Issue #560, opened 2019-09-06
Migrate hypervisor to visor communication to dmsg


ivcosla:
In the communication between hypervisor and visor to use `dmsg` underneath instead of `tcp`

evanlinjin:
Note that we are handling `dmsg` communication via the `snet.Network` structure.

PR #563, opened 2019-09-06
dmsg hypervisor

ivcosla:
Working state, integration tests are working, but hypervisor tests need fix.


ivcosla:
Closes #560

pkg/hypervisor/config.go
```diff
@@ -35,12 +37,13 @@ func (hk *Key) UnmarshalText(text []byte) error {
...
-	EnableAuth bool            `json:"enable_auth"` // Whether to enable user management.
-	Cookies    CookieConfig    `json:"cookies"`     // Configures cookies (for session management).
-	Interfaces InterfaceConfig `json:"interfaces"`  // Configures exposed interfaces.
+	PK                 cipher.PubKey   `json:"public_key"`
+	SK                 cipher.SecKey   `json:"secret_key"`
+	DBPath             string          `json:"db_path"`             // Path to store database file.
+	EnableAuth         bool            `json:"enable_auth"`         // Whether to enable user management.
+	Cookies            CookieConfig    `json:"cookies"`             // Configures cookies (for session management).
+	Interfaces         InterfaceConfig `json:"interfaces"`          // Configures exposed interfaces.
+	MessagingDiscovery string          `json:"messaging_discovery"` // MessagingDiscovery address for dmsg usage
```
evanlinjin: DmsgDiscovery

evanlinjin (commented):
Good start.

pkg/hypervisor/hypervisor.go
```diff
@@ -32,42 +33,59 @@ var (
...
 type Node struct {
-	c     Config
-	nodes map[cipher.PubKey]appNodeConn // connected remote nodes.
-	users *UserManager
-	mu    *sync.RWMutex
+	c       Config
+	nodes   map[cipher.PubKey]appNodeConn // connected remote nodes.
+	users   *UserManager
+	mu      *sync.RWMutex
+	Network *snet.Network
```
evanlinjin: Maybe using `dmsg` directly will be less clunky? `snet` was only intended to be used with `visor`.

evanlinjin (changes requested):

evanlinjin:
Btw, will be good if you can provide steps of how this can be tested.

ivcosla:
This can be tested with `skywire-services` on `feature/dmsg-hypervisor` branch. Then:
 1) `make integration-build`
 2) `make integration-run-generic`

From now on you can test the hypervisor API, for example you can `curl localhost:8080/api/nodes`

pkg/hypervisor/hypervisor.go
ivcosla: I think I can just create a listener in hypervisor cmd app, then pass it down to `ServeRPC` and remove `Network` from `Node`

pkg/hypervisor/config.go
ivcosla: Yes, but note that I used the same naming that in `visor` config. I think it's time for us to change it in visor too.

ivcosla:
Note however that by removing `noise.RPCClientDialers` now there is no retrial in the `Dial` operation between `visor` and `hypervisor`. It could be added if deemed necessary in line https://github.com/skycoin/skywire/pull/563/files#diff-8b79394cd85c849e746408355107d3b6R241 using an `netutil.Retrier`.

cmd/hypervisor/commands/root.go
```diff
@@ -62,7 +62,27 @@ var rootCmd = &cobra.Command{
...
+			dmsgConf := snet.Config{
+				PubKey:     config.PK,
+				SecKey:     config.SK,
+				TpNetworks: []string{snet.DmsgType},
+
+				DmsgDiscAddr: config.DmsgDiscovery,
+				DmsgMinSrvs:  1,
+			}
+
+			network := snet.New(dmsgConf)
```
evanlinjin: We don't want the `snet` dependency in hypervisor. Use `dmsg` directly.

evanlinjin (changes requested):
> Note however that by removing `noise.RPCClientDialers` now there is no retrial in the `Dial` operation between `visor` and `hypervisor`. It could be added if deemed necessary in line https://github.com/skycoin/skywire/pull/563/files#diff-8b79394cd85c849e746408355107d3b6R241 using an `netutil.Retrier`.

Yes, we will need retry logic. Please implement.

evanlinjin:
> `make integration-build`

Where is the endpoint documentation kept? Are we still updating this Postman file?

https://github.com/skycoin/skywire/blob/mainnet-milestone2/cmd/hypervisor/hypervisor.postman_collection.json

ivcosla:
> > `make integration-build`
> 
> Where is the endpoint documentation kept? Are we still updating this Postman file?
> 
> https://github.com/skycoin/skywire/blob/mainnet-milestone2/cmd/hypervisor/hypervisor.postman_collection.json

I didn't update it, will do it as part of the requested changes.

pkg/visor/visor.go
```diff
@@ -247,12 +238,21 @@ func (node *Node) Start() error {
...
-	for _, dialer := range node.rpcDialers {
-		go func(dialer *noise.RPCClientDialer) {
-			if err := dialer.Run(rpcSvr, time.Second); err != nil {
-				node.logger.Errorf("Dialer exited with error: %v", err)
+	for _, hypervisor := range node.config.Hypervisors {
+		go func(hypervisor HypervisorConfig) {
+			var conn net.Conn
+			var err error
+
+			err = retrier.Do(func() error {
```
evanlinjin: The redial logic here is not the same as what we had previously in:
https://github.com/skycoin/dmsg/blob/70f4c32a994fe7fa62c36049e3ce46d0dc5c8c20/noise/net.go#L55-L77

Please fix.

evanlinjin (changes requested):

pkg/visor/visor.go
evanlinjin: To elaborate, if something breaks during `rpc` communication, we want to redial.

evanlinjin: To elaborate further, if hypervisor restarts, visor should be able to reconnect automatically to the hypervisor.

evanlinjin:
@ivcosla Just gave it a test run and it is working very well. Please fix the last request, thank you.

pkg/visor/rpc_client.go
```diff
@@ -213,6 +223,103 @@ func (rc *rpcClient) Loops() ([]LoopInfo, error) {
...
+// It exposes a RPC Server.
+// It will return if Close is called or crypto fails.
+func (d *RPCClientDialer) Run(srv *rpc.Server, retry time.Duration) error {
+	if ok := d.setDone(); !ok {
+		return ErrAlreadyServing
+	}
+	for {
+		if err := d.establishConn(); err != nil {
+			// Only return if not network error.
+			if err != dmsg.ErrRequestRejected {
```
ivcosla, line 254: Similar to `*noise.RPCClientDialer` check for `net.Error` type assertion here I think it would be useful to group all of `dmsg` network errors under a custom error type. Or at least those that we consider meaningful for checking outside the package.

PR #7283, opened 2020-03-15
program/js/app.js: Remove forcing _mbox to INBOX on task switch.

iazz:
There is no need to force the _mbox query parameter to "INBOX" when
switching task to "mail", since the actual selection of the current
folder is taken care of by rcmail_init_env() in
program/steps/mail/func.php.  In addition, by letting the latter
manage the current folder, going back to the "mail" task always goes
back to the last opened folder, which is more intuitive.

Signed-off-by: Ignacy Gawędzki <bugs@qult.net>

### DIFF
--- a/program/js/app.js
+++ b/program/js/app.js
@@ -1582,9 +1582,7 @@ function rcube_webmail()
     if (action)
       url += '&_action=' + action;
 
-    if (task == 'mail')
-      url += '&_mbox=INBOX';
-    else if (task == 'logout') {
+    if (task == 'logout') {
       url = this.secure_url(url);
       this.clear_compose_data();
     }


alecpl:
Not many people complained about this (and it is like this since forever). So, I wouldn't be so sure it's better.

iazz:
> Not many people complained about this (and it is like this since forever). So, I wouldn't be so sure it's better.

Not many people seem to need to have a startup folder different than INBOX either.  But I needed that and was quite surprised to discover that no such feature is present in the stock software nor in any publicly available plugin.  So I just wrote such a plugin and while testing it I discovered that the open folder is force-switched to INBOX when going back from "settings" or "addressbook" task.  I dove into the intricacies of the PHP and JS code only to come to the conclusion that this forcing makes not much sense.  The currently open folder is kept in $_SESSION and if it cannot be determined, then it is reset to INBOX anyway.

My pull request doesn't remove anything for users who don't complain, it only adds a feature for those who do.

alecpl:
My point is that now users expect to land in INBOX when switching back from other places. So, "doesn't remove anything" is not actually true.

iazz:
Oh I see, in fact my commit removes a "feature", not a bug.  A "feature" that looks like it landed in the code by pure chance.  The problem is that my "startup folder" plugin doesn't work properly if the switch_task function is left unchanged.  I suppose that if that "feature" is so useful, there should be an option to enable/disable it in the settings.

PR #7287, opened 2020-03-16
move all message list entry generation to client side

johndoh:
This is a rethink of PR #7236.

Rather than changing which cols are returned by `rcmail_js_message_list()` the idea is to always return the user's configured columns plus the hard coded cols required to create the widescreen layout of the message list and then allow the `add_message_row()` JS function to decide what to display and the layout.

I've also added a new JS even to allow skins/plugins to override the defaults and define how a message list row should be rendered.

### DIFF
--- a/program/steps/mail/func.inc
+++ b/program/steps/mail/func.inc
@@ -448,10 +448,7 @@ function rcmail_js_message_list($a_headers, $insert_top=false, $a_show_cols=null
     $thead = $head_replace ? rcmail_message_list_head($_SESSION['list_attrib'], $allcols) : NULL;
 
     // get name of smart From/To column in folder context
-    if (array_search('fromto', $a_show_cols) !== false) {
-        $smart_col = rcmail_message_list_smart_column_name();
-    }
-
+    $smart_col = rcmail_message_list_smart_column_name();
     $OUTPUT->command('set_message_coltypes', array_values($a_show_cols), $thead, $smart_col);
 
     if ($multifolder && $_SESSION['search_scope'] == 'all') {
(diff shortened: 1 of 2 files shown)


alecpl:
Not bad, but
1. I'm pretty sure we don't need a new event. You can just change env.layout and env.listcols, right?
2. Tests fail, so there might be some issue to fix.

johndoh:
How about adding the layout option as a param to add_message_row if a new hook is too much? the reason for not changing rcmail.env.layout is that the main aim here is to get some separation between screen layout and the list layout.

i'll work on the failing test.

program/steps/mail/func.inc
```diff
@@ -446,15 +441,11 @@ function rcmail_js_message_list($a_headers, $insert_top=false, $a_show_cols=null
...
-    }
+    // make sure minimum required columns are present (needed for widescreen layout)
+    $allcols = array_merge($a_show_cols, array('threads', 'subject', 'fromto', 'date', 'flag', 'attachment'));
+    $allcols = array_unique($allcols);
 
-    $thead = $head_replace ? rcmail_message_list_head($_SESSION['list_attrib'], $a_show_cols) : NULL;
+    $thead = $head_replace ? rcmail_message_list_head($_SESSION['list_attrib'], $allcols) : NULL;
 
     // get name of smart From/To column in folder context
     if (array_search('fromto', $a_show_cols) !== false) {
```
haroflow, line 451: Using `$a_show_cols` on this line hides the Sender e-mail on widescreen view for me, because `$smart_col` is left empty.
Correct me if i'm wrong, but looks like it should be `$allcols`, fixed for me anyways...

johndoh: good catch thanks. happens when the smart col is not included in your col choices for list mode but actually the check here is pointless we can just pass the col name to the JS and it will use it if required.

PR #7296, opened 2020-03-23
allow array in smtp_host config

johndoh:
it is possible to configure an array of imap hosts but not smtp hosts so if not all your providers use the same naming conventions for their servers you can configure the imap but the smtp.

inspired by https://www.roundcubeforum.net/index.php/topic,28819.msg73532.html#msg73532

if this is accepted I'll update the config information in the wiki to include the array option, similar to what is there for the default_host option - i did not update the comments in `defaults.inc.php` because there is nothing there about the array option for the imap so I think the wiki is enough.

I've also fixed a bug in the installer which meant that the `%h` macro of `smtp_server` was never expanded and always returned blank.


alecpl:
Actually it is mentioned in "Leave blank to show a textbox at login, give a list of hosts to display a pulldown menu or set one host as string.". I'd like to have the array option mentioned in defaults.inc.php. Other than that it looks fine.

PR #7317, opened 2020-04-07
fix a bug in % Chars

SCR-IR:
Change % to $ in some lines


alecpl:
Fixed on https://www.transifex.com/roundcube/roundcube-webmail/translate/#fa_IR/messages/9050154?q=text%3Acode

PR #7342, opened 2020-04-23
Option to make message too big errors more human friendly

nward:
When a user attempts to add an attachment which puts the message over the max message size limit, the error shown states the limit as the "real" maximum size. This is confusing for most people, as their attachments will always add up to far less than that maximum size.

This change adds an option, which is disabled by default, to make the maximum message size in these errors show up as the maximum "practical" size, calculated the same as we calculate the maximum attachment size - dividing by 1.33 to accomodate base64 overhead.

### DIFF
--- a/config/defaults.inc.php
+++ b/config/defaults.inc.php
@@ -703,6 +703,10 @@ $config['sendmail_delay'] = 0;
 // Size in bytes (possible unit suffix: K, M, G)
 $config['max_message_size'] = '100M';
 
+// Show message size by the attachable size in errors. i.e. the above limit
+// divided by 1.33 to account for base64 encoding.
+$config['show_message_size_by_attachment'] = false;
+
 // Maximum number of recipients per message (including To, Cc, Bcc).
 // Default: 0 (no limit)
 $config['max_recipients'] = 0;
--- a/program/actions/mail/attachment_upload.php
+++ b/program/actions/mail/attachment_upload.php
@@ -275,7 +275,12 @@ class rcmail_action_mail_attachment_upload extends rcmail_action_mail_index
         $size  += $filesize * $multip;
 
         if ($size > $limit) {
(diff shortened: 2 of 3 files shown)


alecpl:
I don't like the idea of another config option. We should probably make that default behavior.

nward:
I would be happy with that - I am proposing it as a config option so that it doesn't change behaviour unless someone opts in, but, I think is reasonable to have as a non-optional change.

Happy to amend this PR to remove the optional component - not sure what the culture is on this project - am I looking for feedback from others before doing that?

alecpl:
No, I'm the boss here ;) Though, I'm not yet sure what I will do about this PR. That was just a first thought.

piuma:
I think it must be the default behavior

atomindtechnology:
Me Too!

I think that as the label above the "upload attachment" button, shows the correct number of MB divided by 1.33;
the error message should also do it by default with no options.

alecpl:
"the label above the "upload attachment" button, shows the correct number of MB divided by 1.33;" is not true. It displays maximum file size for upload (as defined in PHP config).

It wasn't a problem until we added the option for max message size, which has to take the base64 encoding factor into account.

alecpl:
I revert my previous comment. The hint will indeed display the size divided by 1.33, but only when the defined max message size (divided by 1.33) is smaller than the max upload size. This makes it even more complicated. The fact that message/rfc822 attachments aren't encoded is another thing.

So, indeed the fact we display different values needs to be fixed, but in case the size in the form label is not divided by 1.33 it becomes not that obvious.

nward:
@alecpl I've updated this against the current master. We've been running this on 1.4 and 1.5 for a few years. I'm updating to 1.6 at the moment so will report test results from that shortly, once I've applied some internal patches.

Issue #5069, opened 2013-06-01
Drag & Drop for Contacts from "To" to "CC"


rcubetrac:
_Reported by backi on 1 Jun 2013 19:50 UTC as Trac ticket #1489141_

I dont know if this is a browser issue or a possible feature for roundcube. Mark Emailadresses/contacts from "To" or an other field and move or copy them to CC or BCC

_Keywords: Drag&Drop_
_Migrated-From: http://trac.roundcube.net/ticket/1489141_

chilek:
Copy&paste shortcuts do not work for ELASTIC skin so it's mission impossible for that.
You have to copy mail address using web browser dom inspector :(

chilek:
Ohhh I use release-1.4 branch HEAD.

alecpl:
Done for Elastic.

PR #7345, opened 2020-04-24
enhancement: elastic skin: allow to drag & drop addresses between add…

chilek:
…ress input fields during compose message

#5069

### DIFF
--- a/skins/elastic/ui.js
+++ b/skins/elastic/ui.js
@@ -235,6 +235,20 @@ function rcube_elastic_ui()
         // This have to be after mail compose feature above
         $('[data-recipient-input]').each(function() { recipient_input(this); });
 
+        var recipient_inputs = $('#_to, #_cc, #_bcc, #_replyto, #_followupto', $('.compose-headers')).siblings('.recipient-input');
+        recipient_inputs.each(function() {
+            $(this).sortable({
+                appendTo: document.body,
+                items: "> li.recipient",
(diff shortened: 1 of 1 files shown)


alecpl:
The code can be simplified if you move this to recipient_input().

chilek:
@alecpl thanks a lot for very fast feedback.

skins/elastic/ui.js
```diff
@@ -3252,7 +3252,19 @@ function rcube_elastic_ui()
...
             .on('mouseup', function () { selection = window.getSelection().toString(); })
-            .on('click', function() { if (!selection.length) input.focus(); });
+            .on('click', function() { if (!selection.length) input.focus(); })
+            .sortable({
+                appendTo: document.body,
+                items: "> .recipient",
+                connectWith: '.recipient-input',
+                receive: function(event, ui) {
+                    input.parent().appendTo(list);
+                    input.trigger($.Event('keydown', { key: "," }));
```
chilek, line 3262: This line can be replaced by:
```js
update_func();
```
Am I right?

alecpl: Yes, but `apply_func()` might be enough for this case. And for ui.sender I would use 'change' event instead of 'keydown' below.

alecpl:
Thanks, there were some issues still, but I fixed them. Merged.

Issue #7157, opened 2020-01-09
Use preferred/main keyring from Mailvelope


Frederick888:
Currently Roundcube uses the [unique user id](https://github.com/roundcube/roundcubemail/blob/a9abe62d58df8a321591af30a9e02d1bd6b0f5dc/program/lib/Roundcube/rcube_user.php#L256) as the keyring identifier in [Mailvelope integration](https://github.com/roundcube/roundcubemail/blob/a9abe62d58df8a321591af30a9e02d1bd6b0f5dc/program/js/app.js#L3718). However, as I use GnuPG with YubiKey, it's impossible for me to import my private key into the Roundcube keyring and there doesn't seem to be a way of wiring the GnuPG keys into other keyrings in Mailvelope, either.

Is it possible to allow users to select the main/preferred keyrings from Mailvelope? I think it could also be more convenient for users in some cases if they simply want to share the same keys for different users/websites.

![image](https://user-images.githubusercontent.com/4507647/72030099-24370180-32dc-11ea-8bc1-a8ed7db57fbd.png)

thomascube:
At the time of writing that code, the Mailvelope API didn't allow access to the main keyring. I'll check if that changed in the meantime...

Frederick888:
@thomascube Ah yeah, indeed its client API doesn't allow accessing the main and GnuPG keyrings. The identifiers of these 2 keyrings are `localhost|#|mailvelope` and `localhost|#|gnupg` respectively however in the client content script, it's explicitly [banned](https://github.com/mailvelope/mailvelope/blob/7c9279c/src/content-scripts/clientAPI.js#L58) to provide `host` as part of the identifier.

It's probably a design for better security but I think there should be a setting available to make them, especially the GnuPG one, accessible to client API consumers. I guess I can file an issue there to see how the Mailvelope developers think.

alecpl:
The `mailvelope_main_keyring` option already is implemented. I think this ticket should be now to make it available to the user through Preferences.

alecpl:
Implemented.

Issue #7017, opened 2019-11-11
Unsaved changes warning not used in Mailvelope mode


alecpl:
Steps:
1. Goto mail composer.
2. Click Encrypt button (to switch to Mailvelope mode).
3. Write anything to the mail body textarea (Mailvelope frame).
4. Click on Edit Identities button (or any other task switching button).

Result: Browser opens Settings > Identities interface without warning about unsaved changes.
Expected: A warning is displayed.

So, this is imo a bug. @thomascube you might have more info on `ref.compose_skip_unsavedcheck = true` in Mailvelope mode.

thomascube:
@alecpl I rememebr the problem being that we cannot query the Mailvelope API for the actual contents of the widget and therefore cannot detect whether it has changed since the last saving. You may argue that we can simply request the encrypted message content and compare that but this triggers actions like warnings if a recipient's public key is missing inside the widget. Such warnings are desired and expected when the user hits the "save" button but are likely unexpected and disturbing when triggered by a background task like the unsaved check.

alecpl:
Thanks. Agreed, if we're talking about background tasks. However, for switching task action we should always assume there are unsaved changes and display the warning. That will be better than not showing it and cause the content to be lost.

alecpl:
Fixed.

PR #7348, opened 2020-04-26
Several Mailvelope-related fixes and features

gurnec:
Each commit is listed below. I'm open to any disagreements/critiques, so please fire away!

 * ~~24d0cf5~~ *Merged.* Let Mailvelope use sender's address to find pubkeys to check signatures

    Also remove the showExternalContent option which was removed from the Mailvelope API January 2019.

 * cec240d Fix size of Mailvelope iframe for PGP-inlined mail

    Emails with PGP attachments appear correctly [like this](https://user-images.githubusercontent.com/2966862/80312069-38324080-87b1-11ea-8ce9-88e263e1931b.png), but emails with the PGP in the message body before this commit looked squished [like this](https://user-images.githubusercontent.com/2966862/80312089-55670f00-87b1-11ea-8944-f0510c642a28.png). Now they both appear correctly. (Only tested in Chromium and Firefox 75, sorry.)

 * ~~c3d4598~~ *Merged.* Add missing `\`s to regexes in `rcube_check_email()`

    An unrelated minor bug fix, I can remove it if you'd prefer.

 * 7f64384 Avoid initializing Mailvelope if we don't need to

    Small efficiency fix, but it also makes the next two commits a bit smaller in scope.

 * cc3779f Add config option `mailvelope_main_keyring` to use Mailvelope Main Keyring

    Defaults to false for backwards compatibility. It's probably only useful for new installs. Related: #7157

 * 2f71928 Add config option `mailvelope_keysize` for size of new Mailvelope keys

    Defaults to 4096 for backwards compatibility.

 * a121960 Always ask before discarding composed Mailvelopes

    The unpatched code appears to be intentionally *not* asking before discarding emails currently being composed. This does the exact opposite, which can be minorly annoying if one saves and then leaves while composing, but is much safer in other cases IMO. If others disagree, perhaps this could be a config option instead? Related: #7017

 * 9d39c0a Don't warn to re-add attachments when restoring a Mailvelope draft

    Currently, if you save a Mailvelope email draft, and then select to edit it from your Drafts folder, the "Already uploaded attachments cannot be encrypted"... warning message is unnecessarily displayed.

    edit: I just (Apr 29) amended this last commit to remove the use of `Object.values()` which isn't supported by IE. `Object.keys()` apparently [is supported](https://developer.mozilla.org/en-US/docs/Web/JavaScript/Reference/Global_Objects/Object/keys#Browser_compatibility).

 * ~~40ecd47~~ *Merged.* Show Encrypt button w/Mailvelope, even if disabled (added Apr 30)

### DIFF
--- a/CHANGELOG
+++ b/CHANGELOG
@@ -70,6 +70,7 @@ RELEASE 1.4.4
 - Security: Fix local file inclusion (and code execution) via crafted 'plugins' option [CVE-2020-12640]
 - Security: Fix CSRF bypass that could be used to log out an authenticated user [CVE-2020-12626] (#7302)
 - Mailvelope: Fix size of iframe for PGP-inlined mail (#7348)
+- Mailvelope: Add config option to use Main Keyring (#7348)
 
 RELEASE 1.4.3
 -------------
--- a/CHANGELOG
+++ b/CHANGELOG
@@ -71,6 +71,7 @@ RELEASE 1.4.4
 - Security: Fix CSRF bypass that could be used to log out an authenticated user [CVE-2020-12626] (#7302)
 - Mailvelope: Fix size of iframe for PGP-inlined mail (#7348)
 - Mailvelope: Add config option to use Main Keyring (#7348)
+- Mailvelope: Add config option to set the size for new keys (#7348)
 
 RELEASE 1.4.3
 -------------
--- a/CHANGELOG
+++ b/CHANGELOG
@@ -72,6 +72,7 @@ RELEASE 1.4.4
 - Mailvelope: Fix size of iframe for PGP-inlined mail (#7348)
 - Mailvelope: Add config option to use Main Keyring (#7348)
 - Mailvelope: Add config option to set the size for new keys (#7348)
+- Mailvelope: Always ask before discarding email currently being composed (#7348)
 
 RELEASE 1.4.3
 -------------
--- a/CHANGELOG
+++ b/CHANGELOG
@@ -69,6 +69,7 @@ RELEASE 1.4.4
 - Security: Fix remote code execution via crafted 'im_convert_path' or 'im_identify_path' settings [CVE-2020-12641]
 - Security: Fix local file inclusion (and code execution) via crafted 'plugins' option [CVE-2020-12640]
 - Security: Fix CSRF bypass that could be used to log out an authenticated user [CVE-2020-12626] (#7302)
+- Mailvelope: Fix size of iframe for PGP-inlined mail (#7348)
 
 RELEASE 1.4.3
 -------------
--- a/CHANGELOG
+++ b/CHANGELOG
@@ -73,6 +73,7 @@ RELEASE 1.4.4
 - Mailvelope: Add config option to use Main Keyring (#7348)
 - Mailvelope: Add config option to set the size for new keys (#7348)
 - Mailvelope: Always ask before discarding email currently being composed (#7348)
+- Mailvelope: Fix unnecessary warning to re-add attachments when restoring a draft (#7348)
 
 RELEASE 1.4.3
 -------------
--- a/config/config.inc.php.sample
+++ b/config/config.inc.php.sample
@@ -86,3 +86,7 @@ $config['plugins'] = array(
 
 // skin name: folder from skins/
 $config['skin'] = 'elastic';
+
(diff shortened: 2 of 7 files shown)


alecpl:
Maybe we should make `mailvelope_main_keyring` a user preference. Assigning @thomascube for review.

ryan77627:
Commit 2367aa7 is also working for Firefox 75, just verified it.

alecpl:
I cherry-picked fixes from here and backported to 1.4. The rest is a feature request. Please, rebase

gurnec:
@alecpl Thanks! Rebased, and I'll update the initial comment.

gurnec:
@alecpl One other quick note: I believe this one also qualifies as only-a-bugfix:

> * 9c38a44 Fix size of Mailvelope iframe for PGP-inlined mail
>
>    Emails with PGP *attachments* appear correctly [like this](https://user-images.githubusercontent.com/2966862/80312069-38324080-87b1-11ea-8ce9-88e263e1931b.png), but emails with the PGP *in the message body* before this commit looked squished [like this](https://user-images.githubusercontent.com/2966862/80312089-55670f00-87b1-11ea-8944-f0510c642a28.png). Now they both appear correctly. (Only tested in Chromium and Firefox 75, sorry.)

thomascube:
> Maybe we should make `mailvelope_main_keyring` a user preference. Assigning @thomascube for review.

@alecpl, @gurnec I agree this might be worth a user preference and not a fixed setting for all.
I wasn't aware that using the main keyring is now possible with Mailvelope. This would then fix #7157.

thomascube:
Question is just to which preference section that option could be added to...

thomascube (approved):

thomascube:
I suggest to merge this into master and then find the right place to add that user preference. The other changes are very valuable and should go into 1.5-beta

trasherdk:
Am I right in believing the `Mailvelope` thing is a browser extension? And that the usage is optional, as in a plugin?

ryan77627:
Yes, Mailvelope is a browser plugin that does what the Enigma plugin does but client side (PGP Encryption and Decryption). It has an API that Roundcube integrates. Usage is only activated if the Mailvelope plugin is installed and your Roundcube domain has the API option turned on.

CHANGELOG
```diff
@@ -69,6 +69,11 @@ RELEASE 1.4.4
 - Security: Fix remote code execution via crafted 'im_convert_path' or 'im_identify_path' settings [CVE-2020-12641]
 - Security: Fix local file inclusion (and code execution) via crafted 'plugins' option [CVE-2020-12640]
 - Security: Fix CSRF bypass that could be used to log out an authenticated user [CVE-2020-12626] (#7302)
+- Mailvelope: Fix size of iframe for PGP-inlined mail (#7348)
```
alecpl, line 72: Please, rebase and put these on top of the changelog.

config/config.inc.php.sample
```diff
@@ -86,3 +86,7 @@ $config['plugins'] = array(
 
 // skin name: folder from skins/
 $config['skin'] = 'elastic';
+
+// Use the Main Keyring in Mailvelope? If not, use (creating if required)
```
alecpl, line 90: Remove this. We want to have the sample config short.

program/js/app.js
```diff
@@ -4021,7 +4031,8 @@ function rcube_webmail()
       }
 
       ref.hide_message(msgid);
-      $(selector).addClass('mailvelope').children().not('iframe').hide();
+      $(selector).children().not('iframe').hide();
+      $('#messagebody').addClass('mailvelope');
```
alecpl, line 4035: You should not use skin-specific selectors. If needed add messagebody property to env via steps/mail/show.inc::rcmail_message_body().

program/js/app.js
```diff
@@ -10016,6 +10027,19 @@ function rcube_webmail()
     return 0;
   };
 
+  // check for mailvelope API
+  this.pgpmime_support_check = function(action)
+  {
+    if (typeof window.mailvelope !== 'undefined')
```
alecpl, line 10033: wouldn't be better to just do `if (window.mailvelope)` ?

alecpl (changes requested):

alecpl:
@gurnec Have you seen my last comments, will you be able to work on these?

**WORK ORDER**
Only the lines from the start of the data to the line holding "PR #563, opened 2019-09-06" are wanted; return them exactly, both ends included.

**ANSWER BOX**
Issue #560, opened 2019-09-06
Migrate hypervisor to visor communication to dmsg


ivcosla:
In the communication between hypervisor and visor to use `dmsg` underneath instead of `tcp`

evanlinjin:
Note that we are handling `dmsg` communication via the `snet.Network` structure.

PR #563, opened 2019-09-06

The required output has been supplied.